_Stored data_
PR #192, opened 2020-11-29
Oop exercise

webdevtoday:
### OOP Exercise

[Demo](https://webdevtoday.github.io/a-tiny-JS-world/) |
[Code base](https://github.com/webdevtoday/a-tiny-JS-world/tree/gh-pages)

Please, review.


OleksiyRudenko (changes requested):
@webdevtoday nice job!
However we need to change some basic things before we can work productively.
Please
(a) switch over to ES6 classes syntax
(b) do not pass objects as arguments to constructor as this shadows fundamental flaws in the OOP code
(c) make sure OOP, SOLID and DRY principles are followed

As the least many mammals do not have hands at all, which is much different from having zero hands. Make your world more reality-like.

webdevtoday:
@OleksiyRudenko Thank you very much! I'll change those things.

webdevtoday:
Hi! I changed it with class syntax.

submissions/webdevtoday/oop_exercise/index.js
```diff
@@ -0,0 +1,76 @@
...
+
+   constructor(name, gender, friends) {
+      this.name = name;
+      this.gender = gender;
+      this.friends = friends;
+   }
+}
+
+class Human extends Mammal {
+   legs = 2;
```
OleksiyRudenko, line 22: `legs` prop already defined by a superclass. It's an antipattern to redefine an inherited property. It should be handled by property owning class.

submissions/webdevtoday/oop_exercise/index.js
```diff
@@ -0,0 +1,76 @@
...
+      super(name, gender, friends);
+      this.saying = saying;
+   }
+}
+
+class Animal extends Mammal {
+   constructor(name, gender, saying, species, friends) {
+      super(name, gender, friends);
+      this.saying = saying;
+      this.species = species;
```
OleksiyRudenko, line 36: Looks like `species` is a shared property. Thus should be handled by a super class.

submissions/webdevtoday/oop_exercise/index.js
```diff
@@ -0,0 +1,76 @@
...
+
+   print('human; John; male; 2; 2; Hello world!; Rex, Tom, Jenny');
+   print('human; <strong>John</strong>; male; 2; 2; <em>Hello world!</em>; Rex, Tom, Jenny');
+   print('human; <strong>John</strong>; male; 2; 2; <em>Hello world!</em>; Rex, Tom, Jenny', 'div');
+   */
+
+
+const printList = [dog, cat, man, woman, catwoman];
+
+function tmplStr({species, name, gender, legs, hands, saying, friends}) {
```
OleksiyRudenko, line 68: Introduction of classes makes it reasonable that classes handle and use their properties on their own.
Make this function a method of class(es).
Benefit from inheritance, method overloading and `super.methodName` calls.

submissions/webdevtoday/oop_exercise/index.js
```diff
@@ -0,0 +1,76 @@
...
+   return `${species};${name};${gender};${legs};${hands};${saying};${friends.join(', ')}`;
```
OleksiyRudenko, line 69: There is a patern here worth employing `join`.

OleksiyRudenko (changes requested):
@webdevtoday nicely done.
You moved away from objects as literals but didn't arrive at OOP, SOLID and DRY yet.
Let's use not only es6 classes syntax but also OOP and SOLID principles.
[These materials](https://github.com/OleksiyRudenko/a-tiny-JS-world#leveling-your-skills-up) are to your rescue.

submissions/webdevtoday/oop_exercise/index.js
webdevtoday: I don't get you(( Do I need to create getter and setter for that property?

submissions/webdevtoday/oop_exercise/index.js
webdevtoday: super(name, gender, friends, species);  ?

webdevtoday:
@OleksiyRudenko I've changed my code. I reread articles about OOP and I understood where were my mistakes. I didn't use encapsulation and used class's properties directly in my code without public methods. I made two methods getProperties() and [Symbol.toString]. [Symbol.toString] takes result from getProperties() and then makes string.

webdevtoday:
@OleksiyRudenko But I don't understand some things. I have Animal class absolute empty. Do I need to delete it and make animals  use Mammal class?

submissions/webdevtoday/oop_exercise/index.js
```diff
@@ -0,0 +1,80 @@
...
+      this.legs = 2;
+      this.hands = 2;
+   }
+
+   getProperties() {
+      return [this.species, this.name, this.gender, this.legs, this.hands, this.friends.join(', ')];
+   }
+}
+
+class Animal extends Mammal {}
```
OleksiyRudenko, line 42: We do not really need this class. It does nothing indeed.

submissions/webdevtoday/oop_exercise/index.js
```diff
@@ -0,0 +1,80 @@
...
+   constructor(name, gender, saying, species, friends) {
+      this.name = name;
+      this.gender = gender;
+      this.species = species;
+      this.saying = saying;
+      this.friends = friends;
+      this.legs = 4;
+   }
+   getProperties() {
+      return [this.species, this.name, this.gender, this.legs, this.friends.join(', ')];
```
OleksiyRudenko, line 21: `saying` is a property of this class but never returned by `getProperties`

submissions/webdevtoday/oop_exercise/index.js
```diff
@@ -0,0 +1,80 @@
...
+   }
+   [Symbol.toPrimitive](hint) {
+      if (hint == 'string') {  
+         return this.getProperties().join(';');
+      }
+   }
```
OleksiyRudenko, line 27: This method code can be as short as
```
toString() {
  return this.getProperties().join('; ');
}
```

submissions/webdevtoday/oop_exercise/index.js
```diff
@@ -0,0 +1,80 @@
...
+}
+
+class Human extends Mammal {
+   constructor(name, gender, saying, friends) {
+      super(name, gender, saying, 'human', friends);
+      this.legs = 2;
+      this.hands = 2;
```
OleksiyRudenko, line 34: Adding `hands` as an own property of a `Human` is absolutely required as it is a property unique to humans.

`legs` is a shared property. If didn't have any assumptions as to the default value for it in `Mammal` you would manage this in a better way just like `name`, `species` etc.

Ask yourself, why 4 is a default value for `legs`? Are there any good reasons to have a default value for it in `Mammal`? Other properties do not deserve to have default values in `Mammal` so what's different with `legs`?

submissions/webdevtoday/oop_exercise/index.js
```diff
@@ -0,0 +1,80 @@
...
+   }
+
+   getProperties() {
+      return [this.species, this.name, this.gender, this.legs, this.hands, this.friends.join(', ')];
+   }
```
OleksiyRudenko, line 39: Benefit from a method overload technique.

A child class `methodA` can call an inherited (predecessor's) method via `super.methodA` and supplement it.

This way both parent and child manage only those properties they own directly.

So, get props from the parent by calling `super.getProps`, supplement the list with props unique to a human and return combined array.

submissions/webdevtoday/oop_exercise/index.js
```diff
@@ -0,0 +1,80 @@
...
+}
+
+class Animal extends Mammal {}
+
+const dog = new Animal('Jhonny', 'male', 'woof-woof!', 'dog', ['Andrew', 'Anastasia']);
+const cat = new Animal('Murka', 'female', 'meow!', 'cat', ['Anastasia']);
+const woman = new Human('Anastasia', 'female', 'I\'m a woman!', ['Andrew', 'Murka', 'Jhonny']);
+const man = new Human('Andrew', 'male', 'I\'m a man!', ['Anastasia', 'Jhonny', 'Murka']);
+const catwoman = new Human('CatWoman', 'female', cat.saying, []);
```
OleksiyRudenko, line 48: `Animal` (or `Mammal` when you get rid of an "empty" `Animal`) is a generic class that requires a species being explicitly specified, while `Human` is more specific and implies a particular species. A reader is able to catch a human's species right from its name.

How about having `Cat` and `Dog` classes? This way an inhabitant will be created from the class where name is a species name. This way code would look more consistent.

submissions/webdevtoday/oop_exercise/index.js
```diff
@@ -0,0 +1,80 @@
...
+   print('<strong>ABC</strong>');
+   print('<strong>ABC</strong>', 'div');
+
+   print('human; John; male; 2; 2; Hello world!; Rex, Tom, Jenny');
+   print('human; <strong>John</strong>; male; 2; 2; <em>Hello world!</em>; Rex, Tom, Jenny');
+   print('human; <strong>John</strong>; male; 2; 2; <em>Hello world!</em>; Rex, Tom, Jenny', 'div');
+   */
+
+
+const printList = [dog, cat, man, woman, catwoman];
```
OleksiyRudenko, line 70: I'd rather say that here we define this would's inhabitants rather than a list to print.
Current naming implies that we want to have them "printed" only.
A variable name should reflect the nature of what is stored in that variable.

You could combine names, e.g. this are inhabitants we want to print. In either way they are inhabitants in the first hand.

OleksiyRudenko (changes requested):
@webdevtoday great job!
Some of your questions will be addressed in the comments below.
A few improvements and we're done.

submissions/webdevtoday/oop_exercise/index.js
webdevtoday: > Benefit from a method overload technique.
> 
> A child class `methodA` can call an inherited (predecessor's) method via `super.methodA` and supplement it.
> 
> This way both parent and child manage only those properties they own directly.
> 
> So, get props from the parent by calling `super.getProps`, supplement the list with props unique to a human and return combined array.

Yes, I think about it, but I found info about it) I knew only super()

webdevtoday:
@OleksiyRudenko Thank you very much! Your comments are amazing info. But I have one more problem. I changed CatWoman class, but it has relations with Human and Cat and I don't know how to do that. I decided that class extends Human class and overrides species prop and gets cat.saying as argument. But I violate encapsulation principle of OOP by doing so. I'm confused about this.

webdevtoday:
@OleksiyRudenko I decided to add a new method to Inhabitant class to don't use properties directly and save encapsulation.

submissions/webdevtoday/oop_exercise/index.js
```diff
@@ -0,0 +1,99 @@
...
+
+class Human extends Inhabitant {
+   constructor(name, gender, saying, friends) {
+      super(name, gender, saying, 'human', 2, friends);
+      this.hands = 2;
+   }
+
+   getProperties() {
+      const props = super.getProperties();
+      props.splice(3, 0, this.hands);
```
OleksiyRudenko, line 39: This approach relies on a particular order of props returned by the `super.getProperties`.
In reality a peer developer may change super class implementation legally taking no care about child classes (this is one of the points of OOP), so that this fragment may result in unexpected outcome.
Beware of such risks and design your code so that each class doesn't depend on particular implementations in neither parent nor child classes.

submissions/webdevtoday/oop_exercise/index.js
```diff
@@ -0,0 +1,99 @@
...
+      super(name, 'female', saying, friends);
+      this.species = 'CatWoman';
+   }
+}
+
+const dog = new Dog('Jhonny', 'male', ['Andrew', 'Anastasia']);
+const cat = new Cat('Murka', 'female', ['Anastasia']);
+const woman = new Human('Anastasia', 'female', 'I\'m a woman!', ['Andrew', 'Murka', 'Jhonny']);
+const man = new Human('Andrew', 'male', 'I\'m a man!', ['Anastasia', 'Jhonny', 'Murka']);
+const catwoman = new CatWoman('CatWoman', cat.getSaying(), []);
```
OleksiyRudenko, line 67: As we use a saying from a particular cat, our CatWoman is a breed with a particular cat rather than a species on her own.
Alternatively, `Cat` class could have a static property `defaultSaying` (or static method `getDefaultSaying`) that both `Cat` and `CatWoman` classes could use at construction time by referring to `Cat.defaultSaying` or calling `Cat.getDefaultSaying()`.

In fact, composition in es6 classes syntax is a real challenge and cannot be implemented nicely. This is the major learning on composition in this task.

OleksiyRudenko (approved):
@webdevtoday great job!
Check the comments below for your information.
Feel free asking questions on those.

submissions/webdevtoday/oop_exercise/index.js
webdevtoday: > This approach relies on a particular order of props returned by the `super.getProperties`.
> In reality a peer developer may change super class implementation legally taking no care about child classes (this is one of the points of OOP), so that this fragment may result in unexpected outcome.
> Beware of such risks and design your code so that each class doesn't depend on particular implementations in neither parent nor child classes.

That's true, I'll think about it

submissions/webdevtoday/oop_exercise/index.js
webdevtoday: > As we use a saying from a particular cat, our CatWoman is a breed with a particular cat rather than a species on her own.
> Alternatively, `Cat` class could have a static property `defaultSaying` (or static method `getDefaultSaying`) that both `Cat` and `CatWoman` classes could use at construction time by referring to `Cat.defaultSaying` or calling `Cat.getDefaultSaying()`.
> 
> In fact, composition in es6 classes syntax is a real challenge and cannot be implemented nicely. This is the major learning on composition in this task.

I wanted to use static method, but I didn't sure

webdevtoday:
@OleksiyRudenko Thank you very much for your help! I know I haven't understand OOP yet but I'm nearly to it!

submissions/webdevtoday/oop_exercise/index.js
OleksiyRudenko: No worries. This requirement was intentionally introduced to challenge the students. You took the challenge and solved it.

Your solution, whether it is a borrowing of a particular cat property or Cat class static property, is good enough, given the restrictions that classic OOP approach poses against us.

In fact, if we would employ composition design pattern to build a cat-woman this would require us to have the entire world, all of its inhabitants built by the means of composition.

You most likely will deal with classes+inheritance on your job. Now you know OOP better and will be able to handle pure object-oriented code.

But whenever you have an opportunity to design the entities from the scratch, consider the composition pattern first.

PR #201, opened 2020-12-02
OOP

natashafir:
### Frogger game

[Demo](https://natashafir.github.io/frogger-game/) |
[Code base](https://github.com/natashafir/frogger-game/blob/main/js/app.js)

Please, review.


OleksiyRudenko (changes requested):
@natashafir nice job!

It seems like bugs at their first appearance storm through the scene like jets! Not sure if it was intentional.

There are few flaws in the code to fix.

A checklist to your rescue.

 * Requirements re **OOP**:
 * Most common mistakes

natashafir:
@OleksiyRudenko thank you a lot for the review, I will make an effort to improve my code.

submissions/natashafir/oop/app.js
```diff
@@ -0,0 +1,113 @@
...
+            player.x = INITIAL_POSITION_X;
+            player.y = INITIAL_POSITION_Y;
+        }, 200)
+    }
+};
+
+let bugLocation = [60, 145, 230];
+
+bugLocation.forEach(function (bugY) {
+    let enemy = new Enemy(BUGS_START, bugY, 200);
```
OleksiyRudenko, line 94: There must be a semantic meaning behind mysterious number `200`. Tell a reader what it is without browsing the codebase.

submissions/natashafir/oop/app.js
```diff
@@ -0,0 +1,113 @@
...
+    }
+    if (this.y < 0) {
+        setTimeout(function () {
+            player.x = INITIAL_POSITION_X;
+            player.y = INITIAL_POSITION_Y;
+        }, 200)
+    }
+};
+
+let bugLocation = [60, 145, 230];
```
OleksiyRudenko, line 91: Please demistify these numbers.
Can these be calculated from some basic values? Are these some pixel positions calculable from the game scene row number plus or minus certain offset?

OleksiyRudenko (changes requested):
@natashafir a really good job!
A few fixes and we're done

submissions/natashafir/oop/app.js
```diff
@@ -0,0 +1,113 @@
...
+// You should multiply any movement by the dt parameter
+// which will ensure the game runs at the same speed for
+// all computers.
+Enemy.prototype.update = function (dt) {
+    this.x += this.speed * dt;
+    if (this.x > BUGS_END) {
+        this.x = BUGS_START;
+        this.speed = (Math.floor(Math.random() * MIN_SPEED) + MAX_SPEED) * dt;
+    }
+    if (this.Collision()) player.resetPosition();
```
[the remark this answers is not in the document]
natashafir: should be ```this.player.resetPosition()```?

OleksiyRudenko (approved):
@natashafir great job!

_WHAT TO PRODUCE_
In the entries above, the lines from the one bearing "I wanted to" up to and including the one bearing "Your solution, whether" should be transcribed exactly; no other line is wanted.

_RESPONSE AREA_
I wanted to use static method, but I didn't sure

webdevtoday:
@OleksiyRudenko Thank you very much for your help! I know I haven't understand OOP yet but I'm nearly to it!

submissions/webdevtoday/oop_exercise/index.js
OleksiyRudenko: No worries. This requirement was intentionally introduced to challenge the students. You took the challenge and solved it.

Your solution, whether it is a borrowing of a particular cat property or Cat class static property, is good enough, given the restrictions that classic OOP approach poses against us.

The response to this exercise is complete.